The vibration characteristics of high-flexibility building structures, large-span bridges, dams and the like are important parameters for evaluating the structural damage and the bearing capacity of the high-flexibility building structures, and therefore accurate detection of vibration signals is the key for determining the quality of structural health monitoring and evaluation. The wireless vibration measurement sensor is widely applied to vibration monitoring of building structures, large-span bridges, dams and the like, and collected vibration signals can be transmitted in a wireless communication mode.

Because the vibration signal is often very weak, the vibration signal must be subjected to high-gain amplification, low-pass filtering and other processing so as to meet the requirement of subsequent AD sampling measurement.
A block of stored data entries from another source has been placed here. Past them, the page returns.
PR #490, opened 2017-11-15
Feat/better onboarding

GoOz:
Few improvements:

- [x] Added a `label` before the Cozy address' `input`.
- [x] More explicite example & errors.
- [x] The whole compliant with Cozy's styleguide.
- [x] ~~Added a "**https://**" prefix in front of the `input` and removed the auto-updated URL value to make the protocol implicit.~~
- [x] Select & focus the field when there's an error.
- [x] Added a spinner while we're fetching the server and its availability.

Basically it looks now like this:
onboarding

### DIFF
--- a/src/drive/mobile/containers/onboarding/SelectServer.jsx
+++ b/src/drive/mobile/containers/onboarding/SelectServer.jsx
@@ -7,10 +7,19 @@ import { translate } from 'cozy-ui/react/I18n'
 
 import { registerDevice, setUrl } from '../../actions/settings'
 import styles from '../../styles/onboarding'
+import Spinner from 'cozy-ui/react/Spinner'
 
 export class SelectServer extends Component {
   componentDidMount() {
     this.serverInput.focus()
+  }
+
+  componentDidUpdate() {
+    if (this.props.error) {
+      this.serverInput.focus()
+      this.serverInput.select()
+    }
+    console.log(this.state)
   }
 
   render() {
@@ -22,6 +31,7 @@ export class SelectServer extends Component {
       serverUrl,
       error
     } = this.props
+    const { fetching } = this.state
     return (
       <div className={classNames(styles['wizard'], styles['select-server'])}>
         <header className={styles['wizard-header']}>
@@ -37,7 +47,7 @@ export class SelectServer extends Component {
           >
             <div className={styles['cozy-logo-white']} />
           </div>
-          <label className={styles['label']}>
+          <label className={styles['coz-form-label']}>
             {t('mobile.onboarding.server_selection.label')}
           </label>
           <input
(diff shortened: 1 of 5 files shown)


src/drive/mobile/containers/onboarding/SelectServer.jsx
```diff
@@ -37,39 +64,46 @@ export class SelectServer extends Component {
...
           )}
         </div>
         <footer className={styles['wizard-footer']}>
           <button
             role="button"
             className={classNames(styles['c-btn'], styles['c-btn--regular'])}
-            onClick={() => selectServer(serverUrl)}
+            onClick={() => this.setServerUrl(serverUrl)}
             disabled={error || !serverUrl}
+            aria-busy={fetching ? true : false}
```
GoOz: I first wrote `aria-busy={fetching}` but I wondered if it was explicit enough. You tell me.

src/drive/mobile/containers/onboarding/SelectServer.jsx
```diff
@@ -9,10 +9,36 @@ import { registerDevice, setUrl } from '../../actions/settings'
 import styles from '../../styles/onboarding'
 
 export class SelectServer extends Component {
+  constructor(props) {
```
y-lohse: I forgot about this. Actually, you can just do

```
export class SelectServer extends Component {
state = {fetching: false}
```

and then you don't even need a constructor.

src/drive/mobile/containers/onboarding/SelectServer.jsx
```diff
@@ -9,10 +9,36 @@ import { registerDevice, setUrl } from '../../actions/settings'
...
+  }
+
   componentDidMount() {
     this.serverInput.focus()
   }
 
+  componentDidUpdate() {
+    if (this.props.error) {
+      this.serverInput.focus()
+      this.serverInput.select()
```
y-lohse: What does `.select()` do?

src/drive/mobile/containers/onboarding/SelectServer.jsx
GoOz: oh right ok then :)

src/drive/mobile/containers/onboarding/SelectServer.jsx
GoOz: It selects the text in the input. Unless I was mislead, `.focus()` just put the cursor inside the field, ready to write and `select()` selects the string, ready to delete. 
I was asked to add this feature. :)

y-lohse: Cool, makes sense then!

GoOz:
[(1 + 0,5j) 📱 Améliorer l'écran d'erreur de la saisie de l'adresse du Cozy pour indiquer qu'il est possible de modifier l'adresse](https://trello.com/c/9Hun2kIg/563-1-05j-%F0%9F%93%B1-am%C3%A9liorer-l%C3%A9cran-derreur-de-la-saisie-de-ladresse-du-cozy-pour-indiquer-quil-est-possible-de-modifier-ladresse)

The most effective way to achieve high gain is to select a multi-stage operational amplifier structure for the circuit, and the common mode interference signal is enhanced while the gain is increased by the structure, so that the measurement accuracy of the vibration signal is reduced.

SUMMERY OF THE UTILITY MODEL

In view of this, the utility model provides a wireless vibration measurement sensor to solve the problem that common mode interference has reduced vibration signal measurement accuracy among the traditional wireless vibration measurement sensor.

The technical scheme of the utility model is realized like this: a wireless vibration measurement sensor comprises a vibration sensor, a Lora wireless communication module, a differential amplification circuit, a low-pass filter circuit and a band-pass filter circuit;

the output end of the vibration sensor is connected with the analog input end of the Lora wireless communication module through the differential amplification circuit, the low-pass filter circuit and the band-pass filter circuit in sequence.

Optionally, the vibration sensor is model 941B.

Optionally, the differential amplifying circuit includes operational amplifiers U1-U3, resistors R1-R6, and a variable resistor R7;

the output end of the vibration sensor is respectively connected with the non-inverting input ends of an operational amplifier U1 and an operational amplifier U2, the inverting input end of the operational amplifier U1 is connected with the inverting input end of the operational amplifier U2 through a variable resistor R7, the output end of the operational amplifier U1 is connected with the inverting input end of the operational amplifier U1 through a resistor R1, the output end of the operational amplifier U2 is connected with the inverting input end of the operational amplifier U2 through a resistor R2, the output end of the operational amplifier U1 sequentially passes through a resistor R3, the resistor R4 is connected with the output end of the operational amplifier U3, the common end of the resistor R3 and the resistor R4 is connected with the non-inverting input end of the operational amplifier U3, the output end of the operational amplifier U2 is further grounded through a resistor R5 and a resistor R6 in sequence, the common end of the resistor R5 and the resistor R6 is connected with the inverting input end of the operational amplifier U3, and the output end of the operational amplifier U3 is further connected with the input end of the low-pass filter circuit.

Optionally, the differential amplifier circuit further includes variable resistors R8 to R9, a common terminal of the resistor R3 and the resistor R4 is further grounded through a variable resistor R8, and a common terminal of the resistor R5 and the resistor R6 is further grounded through a variable resistor R9.

Optionally, the low-pass filter circuit includes an operational amplifier U4, resistors R9-R11, and capacitors C1-C3;

the output end of the differential amplification circuit is connected with the input end of the band-pass filter circuit through a resistor R9, the common end of the resistor R9 and the input end of the band-pass filter circuit is respectively connected with the inverting input end of an operational amplifier U4 through a capacitor C1 and the output end of an operational amplifier U4 through a capacitor C2, the output end of an amplifier U4 is sequentially grounded through a resistor R11 and a capacitor C3, the common end of a resistor R11 and the capacitor C3 is connected with the inverting input end of the operational amplifier U4 through a resistor R10, and the non-inverting input end of the operational amplifier U4 is grounded.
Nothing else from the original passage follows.